"Human database" Little Q is very diligent in solving problems, having solved over ten thousand. Whenever someone asks him for help with a problem, Little Q can always identify which OJ and which problem it is within 1 second. Therefore, Little Q is considered a "original problem search engine."
One day, Little Q came to a rooted tree with $n$ nodes, where the root is node 1, and each node is imprinted with a problem. With his massive collection of problems, Little Q quickly identified the source of each problem and discovered that some problems had been copied multiple times. He classified the problems on each node; the problem type of the $i$-th node is $a_i$, and the problem source of node $i$ and node $j$ is the same if and only if $a_i = a_j$.
Solving the same problem multiple times, other than increasing the AC count, does not improve one's own level. To investigate the quality of the problems in this tree, Little Q will continuously ask the following two types of queries $m$ times:
- $1 \ x \ y$: If you solve all the problems corresponding to all nodes on the shortest path from node $x$ to node $y$ (including $x$ and $y$), how many essentially different problems can you solve in total?
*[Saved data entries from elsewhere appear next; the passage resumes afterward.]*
PR #162, opened 2023-09-20
Try to block artifact uploads when unnecessary

### LINKED ISSUE #159: BUG: publish workflow tries to upload wheel artifact generated by PR
See https://github.com/astropy/astropy/pull/14784#issuecomment-1722259319

WilliamJamieson:
Attempt to fix #159.

This prevents artifact uploads when the wheels will not be uploaded to PyPi or anaconda.

### DIFF
--- a/.github/workflows/publish.yml
+++ b/.github/workflows/publish.yml
@@ -190,6 +190,8 @@ jobs:
           CIBW_BUILD: ${{ matrix.CIBW_BUILD }}
           CIBW_ARCHS: ${{ matrix.CIBW_ARCHS }}
       - uses: actions/upload-artifact@v3
+        if: |
+          needs.targets.outputs.upload_to_pypi == 'true' || inputs.upload_to_anaconda
         with:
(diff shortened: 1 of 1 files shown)


Cadair (commented):
Thanks for the PR. Looks like there's also an instance of this for the sdist and maybe also in the pure python publish workflow?

WilliamJamieson:
> Thanks for the PR. Looks like there's also an instance of this for the sdist and maybe also in the pure python publish workflow?

Looks like there is one for sdist, but there is not one for the pure python one.

WilliamJamieson:
@pllim I think this solves the issue you reported.

pllim (approved):
LGTM. Thanks!

ConorMacBride (approved):
Thanks @WilliamJamieson! If anyone was relying on downloading the build artifacts we can add an option to enable it. Although, since artifacts were not uploaded for the pure workflow I think it's fine to call this a bug.

Issue #167, opened 2023-11-10
`sdist` not being uploaded along with the wheels.


WilliamJamieson:
This is related to astropy/astropy#15597.

## Background
The astropy 6.0rc1 release was triggered, which triggered the building and uploading of the astropy 6.0rc1 wheels to PyPi, see https://github.com/astropy/astropy/actions/runs/6817064464/job/18540287448. The issue is that the source distribution was not uploaded to PyPi along side all the pre-built wheels.

It looks like the `Run actions/upload-artifact@v3` step was successfully triggered by all of the wheel builds, see for example https://github.com/astropy/astropy/actions/runs/6817064464/job/18539760549. However, for the source distribution `Run actions/upload-artifact@v3` was not triggered, see https://github.com/astropy/astropy/actions/runs/6817064464/job/18539753723.

As far as I can tell, the source distribution upload would only be blocked by: https://github.com/OpenAstronomy/github-actions-workflows/blob/59a929bdf64d072b19c8fc758ae44dd768f6f3fe/.github/workflows/publish.yml#L235-L236

This appears to be identical to the wheel upload blocker: https://github.com/OpenAstronomy/github-actions-workflows/blob/59a929bdf64d072b19c8fc758ae44dd768f6f3fe/.github/workflows/publish.yml#L193-L194

Yet the former was blocked while the latter was not. Diving into the logs we see that for both the source and wheel builds the inputs both clearly have `upload_to_pypi: true` meaning that in both cases the upload should have occurred, see

- Source: https://github.com/astropy/astropy/actions/runs/6817064464/job/18539753723#step:1:84
- Wheel: https://github.com/astropy/astropy/actions/runs/6817064464/job/18539760549#step:1:84

So I do not understand why one uploads while the other does not. There are no failures in any of the steps proceeding the failure.

WilliamJamieson:
Tagging @ConorMacBride and @Cadair for assistance.

astrofrog:
I've been investigating this but I also don't understand what is going on. Will keep trying, but in the meantime I think it should be safe to upload a locally built sdist.

WilliamJamieson:
The stcal package experienced the same issue (source distribution did not get uploaded to PyPi) today when it made a release. See the https://github.com/spacetelescope/stcal/actions/runs/6881432549/job/18717759512

astrofrog:
Ok I'll try and investigate some more

astrofrog:
[...]

PR #169, opened 2023-11-16
Make sure build_sdist requires targets as it is needed for the artifact upload condition

astrofrog:
This fixes https://github.com/OpenAstronomy/github-actions-workflows/issues/167

The issue was that the artifact upload condition in the sdist job is:

```
      - uses: actions/upload-artifact@v3
        if: |
          needs.targets.outputs.upload_to_pypi == 'true' || inputs.upload_to_anaconda
```

but the sdist job didn't technically require targets so ``needs.targets.outputs.upload_to_pypi`` wasn't set correctly. I don't quite understand why this wasn't an issue before, maybe GitHub got more strict about this, or maybe it is a race condition.

This also explains why astropy nightlies were working fine - the anaconda upload condition is separate and doesn't rely on ``needs.targets``.

### DIFF
--- a/.github/workflows/publish.yml
+++ b/.github/workflows/publish.yml
@@ -197,6 +197,7 @@ jobs:
 
   build_sdist:
     name: Build source distribution
+    needs: [targets]
     if: ${{ inputs.sdist }}
     runs-on: ${{ inputs.sdist-runs-on }}
     timeout-minutes: ${{ inputs.timeout-minutes }}


pllim:
Can we tag this in `v1` so downstream can pick it up without having to make changes? Thanks!

astrofrog:
Done already!

pllim:
Great. Thanks!

ConorMacBride:
Well spotted! The condition was only added in #162, so maybe there wasn't an astropy release since then?

PR #178, opened 2024-01-04
Upgrade `upload-artifact` and `download-artifact` actions from `v3` to `v4`

ConorMacBride:
The `v3` to `v4` upgrade introduces three breaking changes: https://github.com/actions/upload-artifact#breaking-changes

Two of them are not relevant as we don't support self-hosted runners, and we only ever save one artifact per job.

The other is that the artifacts are now immutable -- we cannot keep uploading wheels to the same artifact in each job. I've updated the workflow to write a separate artifact per build job and merge them in the upload job.

Supersedes #173 and #174.

### DIFF
--- a/.github/workflows/publish.yml
+++ b/.github/workflows/publish.yml
@@ -113,7 +113,7 @@ jobs:
       - run: python -m pip install PyYAML click
       - run: echo $LOAD_BUILD_TARGETS_SCRIPT | base64 --decode > load_build_targets.py
         env:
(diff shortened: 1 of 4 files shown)


pllim:
Thanks! Is this compatible with how astropy uses this workflow in https://github.com/astropy/astropy/blob/main/.github/workflows/publish.yml ? cc @astrofrog and @saimn

pllim:
For other downstream packages that uses this, will things just work or we have to change stuff too in our own repos?

pllim:
Given that some artifacts are uploaded as nightly wheels (say, to https://anaconda.org/astropy/astropy/files?type=pypi ), how will this affect the "old files pruning" script that @astrofrog previously implemented?

ConorMacBride:
Tested in this workflow run: https://github.com/OpenAstronomy/github-actions-workflows/actions/runs/7412831365/job/20170967258?pr=178#step:4:6

ConorMacBride:
> Thanks! Is this compatible with how astropy uses this workflow in https://github.com/astropy/astropy/blob/main/.github/workflows/publish.yml ? cc @astrofrog and @saimn

The astropy workflow looks to be compatible with the changes in this PR.

This PR should not introduce any breaking changes for any repo. The only new breakage would be workflows that are building the same target more than once which is likely a mistake – the astropy workflow doesn't have this issue because the upload to PyPI is disabled in the first job so only one artifact is saved for that duplicate build target.

ConorMacBride:
> Given that some artifacts are uploaded as nightly wheels (say, to https://anaconda.org/astropy/astropy/files?type=pypi ), how will this affect the "old files pruning" script that @astrofrog previously implemented?

This PR should not affect that. The publish workflow changes in this PR only affect how built wheels and sdists are passed from the build jobs to the upload job.

Cadair (approved):

pllim:
Can this be merged and a release made?

I dunno what is going on but the released upload workflow is terribly broken: https://github.com/astropy/astropy/actions/runs/7620855779/job/20756741326 (it keeps the very old wheel but deletes the new wheels that are supposed to be uploaded) 🔥

PR #186, opened 2024-02-13
Use `macos-14` M1 runner when building macOS ARM wheels

ConorMacBride:
This ~should~ does enable testing when building macOS ARM wheels.

- [x] Avoid hardcoding the M1 runner name


Cadair:
ooo! yay!

ConorMacBride:
`macos-latest` will point to `macos-14` anyway around [Apr – June 2024](https://github.blog/changelog/2024-01-30-github-actions-macos-14-sonoma-is-now-available/) and then I guess `macos-latest` will always be an `arm64` runner. At that point we can just revert this PR.

Cadair:
Aren't we going to need the reverse then? Or can you run and test x86 mac builds on the arm platform?

Cadair (approved):

ConorMacBride:
You can build and test x86 on the Apple ARM systems. Apple have a translator for running x86 on ARM.

PR #195, opened 2024-04-23
Explicitly use macos-12 for intel builds

astrofrog:
Now that macos-latest is macos-14, we need to explicitly specify to use macos-12 for non-arm64 builds when building wheels. At some point we should probably switch around the logic to check for when the arch is x86_64 and set that to macos-12 and use macos-latest otherwise, but for now this should be sufficient.


astrofrog:
This is time-sensitive as I have some wheel jobs failing for intel wheels and I'll need to make sure it works for the upcoming astropy release.

PR #196, opened 2024-04-25
Fix macos image to use in tox jobs

astrofrog:
I am seeing failures in packages that have py38- and py39- tox environments being tested on Mac since those Python versions are not available on macos-14 which is now the macos-latest. So for <3.10, if the OS is macos-latest, we need to hard-code it to macos-12 which will be the last image to ever support these Python versions.


astrofrog:
Conda is broken, not sure why but not related to the changes here - I did see the conda issue in other repos, so it might be an upstream issue related to the macos-latest migration.

dhomeier:
Which is a bit strange to begin with, as miniconda still provides 3.8.19 and 3.9.19 on macOS 14.4.1 (which even has 3.9.6 as system Python).

Cadair:
Now that github have pulled macos-12 runners should we just revert this?

PR #199, opened 2024-05-08
Coverage: Upload as separate step

pllim:
Upload to Codecov as separate step so it can be restarted without re-running the whole test suite because sometimes Codecov rate limits.

We need this to fix https://github.com/astropy/astropy/issues/16379

This PR is tested downstream at https://github.com/astropy/astropy/pull/16419

Also see https://github.com/spacetelescope/jdaviz/pull/2865

You will see deprecation warning from https://github.com/actions/download-artifact/issues/283 but it won't fail the upload.

cc @ConorMacBride @bsipocz


pllim:
The test-conda OSX failure is unrelated (https://github.com/OpenAstronomy/github-actions-workflows/issues/197)

pllim:
I guess it is quite impossible to test `coverage` here. I will undo the test changes and try to test this over at `astropy` instead.

pllim:
pre-commit.ci autofix

pllim:
Okay... autofix didn't do anything and I failed to see how my diff would trigger any such failures.

```
isort....................................................................Failed
- hook id: isort
- files were modified by this hook
```
```
encode scripts in workflows..............................................Failed
- hook id: encode-scripts
- files were modified by this hook
```

.github/workflows/tox.yml
```diff
@@ -223,9 +223,35 @@ jobs:
...
+          path: coverage
+          pattern: coverage_*
+          merge-multiple: true
+
+      - name: Upload report to Codecov
+        if: ${{ hashFiles('coverage/') != '' }}
         uses: codecov/codecov-action@v4
         with:
           token: ${{ secrets.CODECOV_TOKEN }}
+          directory: coverage
```
Cadair, line 255: I wonder if we need to specify all the files we downloaded. Unfortunately it seems the download-artifact action only returns the path and not a list of all the artifact files downloaded.

Cadair:
I see the advantage of this, but it does cause you to loose some fidelity in the codecov reports, as you only get one CI job and you loose all the information about what OS / job it was (I think?).

Can you elaborate on the motivation for this a bit more, is it just codecov being flakey?

pllim:
> cause you to loose some fidelity in the codecov reports

Can you please elaborate on this? Each report would be uniquely named when uploaded as artifacts. They will all be downloaded by artifacts, and then re-uploaded to codecov all together. I don't see it being different from what workflow is already doing except the upload to codecov is a separate step.

> motivation

@bsipocz asked for a solution to https://github.com/astropy/astropy/issues/16379

Cadair:
> I don't see it being different from what workflow is already doing except the upload to codecov is a separate step.

I think the difference (and it's not really a deal breaker) is that codecov looses the GHA metadata about which report was from which run?

Anyway, I am happy to merge it, but from the astropy test PR I am unconvinced it actually works?

pllim:
Alternate solution is welcome. We have been using this over at 

https://github.com/spacetelescope/jdaviz/blob/main/.github/workflows/ci_workflows.yml

and

https://github.com/astropy/specutils/blob/main/.github/workflows/ci_workflows.yml

but both workflows only have one coverage job each.

.github/workflows/tox.yml
pllim: Yeah maybe. They have `file` and `files` but the README isn't very clear about usage with wildcards.

pllim:
@Cadair ,  what is this pre-commit silliness?

.github/workflows/tox.yml
pllim: OK, turns out I misunderstood the settings. The actions won't rename the reports, but I managed to separate them out in different sub-directories. The trick was `merge-multiple: false` and luckily codecov uploader is smart enough to find them anyway.

pllim:
I think it works as intended now. Please re-review, @Cadair . Thanks!

Cadair:
What was causing the trouble?

pllim:
Initially, I didn't realize both artifact names actually contains the same `coverage.yml` filenames, and the artifact name does not really reflect the actual filenames at download time, so they were clobbering each other. But I fixed that.

pllim:
@Cadair , are you convinced yet? Anything else I need to do here? Thanks!

pllim:
@Cadair ? @astrofrog ? @ConorMacBride ? 🙏

Cadair (approved):

pllim:
Thanks!

pllim:
Hmm, astropy is picking this up but I don't understand why codecov complains about no token. We have one in repo secrets.

https://github.com/astropy/astropy/actions/runs/9355922312/job/25755726624

Cadair:
I think that's a bug with this. The sunpy builds in particular seem to be attempting to upload the same coverage artifacts more than once: https://github.com/sunpy/sunpy/actions/runs/9352703510/job/25742354670#step:3:6

As you can see in that log it's finding jobs from a different invocation of the workflow (the "test" one) and then downloading them in the "docs" workflow. Do you think you will have time to try and fix it @pllim ?

Cadair:
Ah maybe relatedly, that "docs" job on sunpy's CI has [`pytest: false`](https://github.com/sunpy/sunpy/blob/main/.github/workflows/ci.yml#L56) set, which means it [doesn't upload coverage](https://github.com/sunpy/sunpy/actions/runs/9352703510/job/25741749039), so if the artifact upload / download was working properly it should fail to download any artifacts at all and then [skip the upload to codecov](https://github.com/OpenAstronomy/github-actions-workflows/blob/main/.github/workflows/tox.yml#L254) but that clearly isn't working.

astrofrog:
Yes this is breaking a lot of CI, a lot of my glue builds as well as reproject are failing. I think the artifact name needs to be more unique as the issue seems to happen for me if multiple OSes test e.g. ``py311-test``

pllim:
Not obvious to me how to grab the job ID without doing some Actions YAML output magicks. Is there an easier way?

- $2 \ A \ B$: If you choose a node $x$ uniformly at random on the shortest path from node $A$ to the root (including $A$ and the root), and choose a node $y$ uniformly at random on the shortest path from node $B$ to the root (including $B$ and the root), what is the expected answer to the query $1 \ x \ y$?
Let $cnt_x$ denote the number of nodes on the shortest path from node $x$ to the root. Since Little Q does not like fractions, and the answer to the second type of query can always be expressed in the form $\frac{ans}{cnt_A \times cnt_B}$, you only need to tell him the value of $ans$.
Identifying these problems consumed too much of Little Q's energy, and he has no way to calculate the answers to these simple queries himself. Please write a program to answer all $m$ of Little Q's questions.
Input
The first line contains a positive integer $T$, representing the number of test cases.
The first line of each test case contains 5 positive integers $n, p, SA, SB, SC$, where $n$ represents the number of nodes in the tree.
To reduce the input size to some extent, the tree edges and the problem type $a[]$ of each node will be generated by the following code:
unsigned int SA, SB, SC;
unsigned int rng61(){
SA ^= SA << 16;
SA ^= SA >> 5;
SA ^= SA << 1;
unsigned int t = SA;
SA = SB;
SB = SC;
SC ^= t ^ SA;
return SC;
}
void gen(){
scanf("%d%d%u%u%u", &n, &p, &SA, &SB, &SC);
for(int i = 2; i <= p; i++)
addedge(i - 1, i);
for(int i = p + 1; i <= n; i++)
addedge(rng61() % (i - 1) + 1, i);
for(int i = 1; i <= n; i++)
a[i] = rng61() % n + 1;
}The second line contains a positive integer $m$, representing the number of queries.
The next $m$ lines each contain 3 positive integers, in the form $1 \ x \ y$ or $2 \ A \ B$, representing each query in order.
Output
For each test case, output $m$ lines, each containing an integer, answering each query in order.
Examples
Input 1
2 5 3 10000 12345 54321 3 1 2 3 2 1 3 1 3 2 10 6 23456 77777 55555 5 1 1 10 2 3 5 2 7 5 2 5 4 1 8 6
Output 1
1 5 1 4 34 61 45 3
Note
- $1 \le T \le 3$, $2 \le p \le n \le 100000$, $1 \le m \le 200000$.
- $10000 \le SA, SB, SC \le 1000000$, $1 \le x, y, A, B \le n$.
Subtask 1 (30 points): Contains only type 1 queries. Subtask 2 (30 points): Satisfies $p = n$. Subtask 3 (40 points): No additional restrictions.